### About this task
Only the count is needed. Count the lines below with the word "more" in them.

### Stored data
= Beginning of Section =

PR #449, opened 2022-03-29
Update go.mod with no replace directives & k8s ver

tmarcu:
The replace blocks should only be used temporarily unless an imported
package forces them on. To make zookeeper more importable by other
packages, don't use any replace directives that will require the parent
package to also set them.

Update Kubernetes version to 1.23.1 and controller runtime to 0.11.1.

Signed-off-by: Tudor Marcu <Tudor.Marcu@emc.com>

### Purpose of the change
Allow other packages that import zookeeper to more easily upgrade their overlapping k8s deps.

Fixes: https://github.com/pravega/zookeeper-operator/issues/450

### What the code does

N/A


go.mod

= End of Section =
= Beginning of Section =

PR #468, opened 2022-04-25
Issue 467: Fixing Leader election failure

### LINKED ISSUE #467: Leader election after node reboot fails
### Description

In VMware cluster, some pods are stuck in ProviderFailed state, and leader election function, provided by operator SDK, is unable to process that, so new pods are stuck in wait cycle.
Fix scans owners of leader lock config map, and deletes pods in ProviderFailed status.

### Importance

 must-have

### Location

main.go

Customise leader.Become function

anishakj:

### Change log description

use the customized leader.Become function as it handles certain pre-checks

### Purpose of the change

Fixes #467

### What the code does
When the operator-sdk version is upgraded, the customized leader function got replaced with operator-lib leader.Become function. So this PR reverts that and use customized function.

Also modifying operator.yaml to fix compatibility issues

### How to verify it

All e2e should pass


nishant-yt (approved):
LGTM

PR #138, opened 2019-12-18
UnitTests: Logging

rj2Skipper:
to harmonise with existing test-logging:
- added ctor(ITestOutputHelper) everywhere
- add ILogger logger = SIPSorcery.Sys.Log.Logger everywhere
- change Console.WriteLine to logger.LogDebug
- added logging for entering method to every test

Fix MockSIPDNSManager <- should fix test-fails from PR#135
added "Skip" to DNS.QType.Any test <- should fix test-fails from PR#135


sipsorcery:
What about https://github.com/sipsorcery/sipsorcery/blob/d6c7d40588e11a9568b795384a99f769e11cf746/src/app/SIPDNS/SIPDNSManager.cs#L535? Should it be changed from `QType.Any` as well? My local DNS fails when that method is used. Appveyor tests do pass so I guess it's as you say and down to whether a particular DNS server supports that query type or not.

= End of Section =

### Exercise solution
2